By order dated 9 April 2025, Dias J granted permission to appeal. The Reasons which she gave for that decision were as follows:
‘(1) As recorded in the Award, a key ground of Sellers’ appeal before the Board of Appeal was that the First Tier Tribunal had been wrong to find that Sellers had failed to provide a valid insurance policy/certificate. The error asserted was that the First Tier Tribunal had elided that obligation with a decision purportedly (but not officially) made by insurers to avoid the policy in circumstances where proceedings to determine the validity of the insurance were ongoing in Belgium but had not yet been determined. This substantially reflects the questions of law in respect of which permission is now sought and which were therefore clearly questions which the Board of Appeal was asked to determine.
(2) On a fair and generous reading of the Award, the Board of Appeal held that:
(a) it was irrelevant that the validity of the policy under Belgian law had not yet been determined;
(b) the contract required “a valid insurance policy which must be effective”;
(c) “effectiveness would depend on whether the policy was successful in producing a desired or intended result, when a cargo claim is made against it”;
(d) insurers had rejected Buyers’ claim under the policy and claimed/declared that the policy was null and void (as is accepted to have been common ground);
(e) Buyers were unable to pursue a claim under the policy;
(f) the policy was in consequence ineffective and thus invalid.

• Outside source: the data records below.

Issue #221, opened 2026-05-23
Worker CI failing on main — setup-bun cannot fetch tags (401 Unauthorized)


matovu-farid:
## Problem

\`Worker (typecheck)\` is failing on main HEAD (\`74284feb\`, run [26328855781](https://github.com/matovu-farid/rishi-monorepo/actions/runs/26328855781)) — but the failure is **NOT a typecheck error**. It's an infrastructure failure during job setup:

\`\`\`
Error: Failed to fetch url https://api.github.com/repos/oven-sh/bun/git/refs/tags. (status code: 401, status text: Unauthorized)
\`\`\`

The \`setup-bun\` action (used to install the Bun runtime for the Worker typecheck job) is hitting the GitHub API to resolve the latest tag and getting a 401. The job exits before \`tsc --noEmit\` even runs, so Worker code state is unverified.

## Likely causes (in order)

1. **GitHub API token in the workflow lacks read access to public repos** (e.g. \`GITHUB_TOKEN\` was scoped down recently, or \`setup-bun\` is missing a token input). Public repo tag fetches normally work unauthenticated, so a 401 specifically (not 403 rate-limit) suggests an explicitly-invalid token is being sent.
2. **Workflow permissions misconfigured.** Some GitHub Actions runners pass an empty or invalid \`GITHUB_TOKEN\` when \`permissions:\` is set too restrictively in the workflow YAML.
3. **\`setup-bun\` action regression.** The action's tag-resolution code may have started requiring explicit auth in a recent version. Check \`oven-sh/setup-bun\`'s recent releases — if pinned to \`@latest\` or a major tag, it could have picked up a breaking change.
4. **(Less likely) GitHub's tag endpoint changed behaviour** — would affect many other repos too.

## Proposed investigation

1. Open \`.github/workflows/ci.yml\` and find the Worker job's setup-bun step.
2. Check what version of \`setup-bun\` is pinned. If unpinned or \`@v1\`, pin to a known-good SHA.
3. Check the \`permissions:\` block on the workflow / job. The Worker job likely needs \`contents: read\` and \`actions: read\` for setup-bun to fetch tags.
4. If still failing, pin the Bun version explicitly via \`with: bun-version: <x.y.z>\` so the action skips tag resolution entirely.

## Acceptance

- \`Worker (typecheck)\` passes on main HEAD.
- The actual \`tsc --noEmit\` step has a chance to run and either passes or surfaces real type errors.

## Out of scope

[...]

Issue #220, opened 2026-05-23
Mobile CI failing on main — useCallback called conditionally (2 errors)


matovu-farid:
## Problem

\`Mobile (lint)\` is failing on main HEAD (\`74284feb\`, run [26328855781](https://github.com/matovu-farid/rishi-monorepo/actions/runs/26328855781)) with 2 \`react-hooks/rules-of-hooks\` errors:

\`\`\`
591:32  error  React Hook \"useCallback\" is called conditionally. React Hooks must be called in the exact same order in every component render. Did you accidentally call a React Hook after an early return?
681:32  error  React Hook \"useCallback\" is called conditionally. Did you accidentally call a React Hook after an early return?
\`\`\`

Both errors are at column 32, lines 591 and 681 — same file, very likely \`apps/mobile/components/HighlightsSheet.tsx\` (referenced as the culprit in prior code reviews on the electron PR queue).

## Why this matters

- Blocks any mobile PR from passing CI cleanly.
- Rules-of-hooks violations are genuine bugs — calling a hook conditionally causes hook ordering to drift between renders, which in production typically manifests as state crossing between hook slots and unpredictable re-render behaviour.

## Proposed fix

Find the early-return statements between the top of the function and lines 591/681 and either:

1. Lift the affected \`useCallback\` hooks above the early returns, OR
2. Refactor the early-return logic so all hooks run unconditionally before any return statement.

Standard React Hook rule fix — should be a small targeted patch.

## Acceptance

- \`Mobile (lint)\` passes on main HEAD.
- No \`useCallback\`/\`useEffect\`/\`useMemo\` calls after any \`return\` statement in the affected component.

## Out of scope

- The Electron CI failure (separate issue).
- The Worker CI failure (separate issue).
- The 20 mobile lint warnings (non-blocking; cleanup can follow).

Issue #219, opened 2026-05-23
Electron CI failing on main — 65 lint errors blocking PR queue


matovu-farid:
## Problem

\`Electron (lint + test + build)\` is failing on main HEAD (\`74284feb\`, run [26328855781](https://github.com/matovu-farid/rishi-monorepo/actions/runs/26328855781)) — and has been red on the last 3 commits (\`74284feb\`, \`e9d52ca1\`, \`c644ffce\`). Lint exits 1 before tests or build run.

This is **blocking the entire electron PR queue** (10 open PRs: #29, #210–#218) — they all inherit the same red CI from main, so reviewers and CI gates cannot tell signal from noise.

## Scope

- **80 files affected** across e2e tests, IPC main, renderer components, hooks, services, stores.
- **675 problems: 65 errors + 610 warnings.**
- **19 errors and 570 warnings are auto-fixable** with \`pnpm exec eslint --fix\` (or \`pnpm exec prettier --write\` for the prettier-only ones).
- **~46 errors require manual fixes** — mostly type narrowing and the new \`react-hooks/refs\` rule.

## Rule breakdown (top 12)

\`\`\`
564  prettier/prettier                                          (auto-fix)
 22  @typescript-eslint/no-unnecessary-condition                (manual)
  9  @typescript-eslint/prefer-optional-chain                   (auto-fix)
  8  react-hooks/refs                                           (manual — \"Cannot access refs during render\")
  6  @typescript-eslint/no-non-null-assertion                   (manual)
  5  @typescript-eslint/no-unnecessary-type-assertion           (auto-fix-ish)
  4  react/jsx-no-leaked-render                                 (manual)
  4  react-hooks/exhaustive-deps                                (manual)
  4  @typescript-eslint/no-empty-function                       (manual)
  3  @typescript-eslint/prefer-nullish-coalescing               (auto-fix)
  3  @typescript-eslint/no-explicit-any                         (manual)
  2  react-hooks/set-state-in-effect                            (manual)
\`\`\`

Plus 1-2 each of: \`no-import-type-side-effects\`, \`no-floating-promises\`, \`no-base-to-string\`, \`prefer-promise-reject-errors\`, \`require-await\`, \`use-unknown-in-catch-callback-variable\`, \`react-refresh/only-export-components\`, \`consistent-type-imports\`.

## Affected files (high-error density)

The 80-file list is too long for the description; full list at the CI log linked above. Highest-density files (need a careful manual pass):

[...]

PR #222, opened 2026-05-23
chore(electron): auto-fix lint pass on main (#219 part 1/2)

matovu-farid:
## What

Mechanical auto-fix pass against #219 — \`pnpm exec eslint . --fix\` followed by \`pnpm exec prettier --write .\`, no hand edits.

## Numbers

| Stage | Problems | Errors | Warnings |
|---|---|---|---|
| \`main\` HEAD (74284feb) | 675 | **65** | 610 |
| This PR | 82 | **45** | 37 |
| **Cleared** | **593** | **20** | **573** |

Typecheck (\`pnpm typecheck\` = both tsc projects) passes clean. No semantic regressions from the auto-fix.

## ⚠️ This PR does NOT green CI on its own

45 lint errors remain (rule breakdown in the commit message). Lint will still exit 1. The remaining errors are real per-site fixes:

| Rule | Count | Nature |
|---|---|---|
| \`@typescript-eslint/no-unnecessary-condition\` | 22 | TS-control-flow says condition is always truthy/falsy. Each site is either a real dead branch or a stale type narrowing. |
| \`react-hooks/refs\` (\"Cannot access refs during render\") | 8 | New rule; flags \`ref.current\` reads during render. Real refactor — move into \`useEffect\` or event handlers. |
| \`@typescript-eslint/no-empty-function\` | 4 | Empty \`connect\`/\`disconnect\` methods, likely mock/stub classes. Probably just need an \`// eslint-disable-next-line\` with rationale. |
| \`@typescript-eslint/prefer-nullish-coalescing\` | 3 | Mechanical \`||\` → \`??\` on nullable types. |
| \`react-hooks/set-state-in-effect\` | 2 | New rule; real refactor — derive state during render instead of in effect. |
| 6 singletons | 6 | \`consistent-type-imports\`, \`require-await\`, \`prefer-promise-reject-errors\`, \`no-base-to-string\`, \`use-unknown-in-catch-callback-variable\`, \`no-floating-promises\`, \`react-refresh/only-export-components\` |

Follow-up issue tracks the manual cleanup.

## Why split

- **Mechanical pass is low-risk and high-volume.** Reviewing 66 files of \`eslint --fix\` + \`prettier --write\` changes is much easier when the diff is pure mechanical (no semantic intent to vet).
- **Manual fixes are high-risk and low-volume.** Each remaining error needs a per-site judgement call (is the dead branch real intent? does the ref access need to move into an effect or into a handler?). Reviewing them benefits from a small focused diff.
- **Rebaseable inheritance.** The 10 open electron PRs (#29, #210–#218) can rebase on this branch / on main once merged. Cuts down the per-PR churn from prettier (570 warnings).

## Scope of this PR

- Only \`.ts\`/\`.tsx\`/\`.css\` source files modified. 12 markdown plan docs in \`apps/rishi-electron/docs/superpowers/\` were touched by prettier — reverted because they're irrelevant to CI lint and would add noise.

## What's NOT in this PR

- The remaining 45 manual errors (tracked in the follow-up issue).
- The Mobile lint failure (#220).
- The Worker setup-bun failure (#221).
- Any changes to the lint config or rule severity — the rules are configured \`error\` intentionally as footgun-catchers.

Closes part 1 of #219.

### DIFF
--- a/apps/rishi-electron/e2e/navigation-history-epub.spec.ts
+++ b/apps/rishi-electron/e2e/navigation-history-epub.spec.ts
@@ -105,9 +105,9 @@ test.describe('Navigation history — EPUB', () => {
     const tocVisible = await tocPanel.isVisible({ timeout: 5000 }).catch(() => false)
     if (!tocVisible) {
       // Try the sheet-based ReaderTOC (used in EPUB via ReactReader).
-      await expect(
-        bookPage.locator('text=Table of Contents').first()
-      ).toBeVisible({ timeout: 5000 })
+      await expect(bookPage.locator('text=Table of Contents').first()).toBeVisible({
+        timeout: 5000
+      })
     }
 
     // Click the first TOC entry button.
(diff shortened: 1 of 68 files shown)


matovu-farid (commented):
## Code review funnel — **VERDICT: PASS** (1 LOW advisory, 0 blockers)

Reviewed against head SHA \`7d7d77575615ff3069d661fd8239a47d6e1a45d0\` (both commits).

### Overall
Exactly what the PR claims: 66 files of mechanical \`eslint --fix\` + \`prettier --write\` (commit \`ec98f35e\`) and 7 per-site singleton fixes (commit \`7d7d7757\`).

I verified each of the 7 singletons against the file at HEAD and spot-checked the auto-fixes from commit 1 (non-null assertion removals, \`&&\`→\`?.\` rewrites, redundant casts). All safe and type-equivalent. The FileReader change in \`encode.ts\` was checked against MDN — \`reader.result\` after \`readAsDataURL()\` is always a string; \`reader.error\` is always \`DOMException\` (inherits from \`Error\` per WebIDL since 2021 in Chromium/Electron). The new defensive branches are unreachable but harmless. Observable behavior identical.

### Advisory — 222-001 (LOW, advisory, NOT a blocker)

**\`EpubView.tsx:94\` \`||\` → \`??\` changes BOOK_OPENED firing for freshly-imported, never-opened books.**

Type analysis: \`book.location\` is non-nullable per the \`Book\` interface, but \`main/ipc/formats.ts:129,152\` initializes it as \`''\` for freshly-imported books. The commit message's claim that \`book.location\` is \`string|null|undefined\` is wrong on the type but right in spirit (the field IS initialized empty).

- Old (\`||\`): \`null || '' || '0'\` → \`'0'\`
- New (\`??\`): \`null ?? '' ?? '0'\` → \`''\`

Downstream: \`useEffect\` at line 957 (deps \`[book.id]\`) early-returns when \`!currentLocation\`, so \`BOOK_OPENED\` is now skipped on first mount when the book has empty \`location\` AND no \`lastParagraph\`. The \`navigationHistoryMachine\` stays in \`inactive\` for the whole reader session; all \`PAGE_VISITED\`/\`JUMP_REQUESTED\` events become no-ops.

**Net effect:** for the very first open of a freshly-imported EPUB, the navigation-history pill and stack are silently disabled for that reader session. Reopening the book after epubjs writes a CFI back to \`book.location\` (line 1049) clears the issue.

**Why advisory, not blocker:**
- The PR is explicitly mechanical and expected to land with remaining lint errors (45 → 38; tracked in #223).
- The bug surface is narrow (first-open of freshly-imported book) and self-heals on next open.
- The *old* behavior was *also* arguably wrong — it sent the literal junk CFI \`'0'\` to \`BOOK_OPENED\`, which silently corrupted the machine's \`initialPosition\`.

**Suggested follow-up issue:** change the \`BOOK_OPENED\` effect at \`EpubView.tsx:957-967\` to either depend on \`[book.id, currentLocation]\` so it re-fires when a real CFI arrives, or use a \`book.location || '0'\` fallback in the initial \`useState\` to preserve the previous nav-history bootstrapping semantics.

### CI note
PR explicitly says lint CI will still fail (45 → 38 errors). Remaining tracked in #223. Out of scope for this review.

_See \`.parity/codereview-222/FINDINGS.md\` for the full audit trail (8 spot-checked items with no findings)._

(3) The Board of Appeal did not on a fair reading find that insurers were entitled to avoid the policy, whether by affirming the decision of the First Tier Tribunal or otherwise. The First Tier Tribunal had held (at least arguably, and presumably as a matter of English law rather than as a finding of fact as to Belgian law) that insurers were entitled to avoid the policy for material non-disclosure. By contrast, the Board of Appeal upheld the First Tier Tribunal’s decision that the policy was invalid on the entirely different basis that the policy was “ineffective” as defined above. This cannot be regarded as any express or implicit affirmation of the First Tier Tribunal’s reasoning. As Buyers themselves have pointed out, the question of whether insurers’ avoidance was correct was not in issue before the Board of Appeal. Buyers’ short answer to the application for permission to appeal is therefore based on an incorrect premise.
(4) Buyers’ longer answer is also misconceived. While the Board of Appeal found as a fact that Buyers were unable to pursue an insurance claim, it held that this flowed from the rejection of the claim by insurers and purported avoidance of the policy, and was treated as an inextricable consequence of that rejection and purported avoidance rather than as a separate, freestanding requirement.
(5) The extent to which rejection of a claim and assertions of invalidity/purported avoidance by insurers mean that a CIF seller is in breach of contract is a question of general public importance in the context of the international sale of goods.
(6) The decision of Board of Appeal is open to serious doubt. Whereas the law as accepted by both parties is that a policy must be effective in the sense that it is valid and not void or voidable (ie the critical factor is validity), the Board of Appeal appears to have transposed these requirements and regarded the touchstone of “validity” as being “effectiveness” defined as above. It is by no means certain that this is a correct reflection of the law.
(7) The determination of the questions of law will substantially affect the rights of the parties and I consider that in all the circumstances it is just and proper for the Court to hear this appeal.’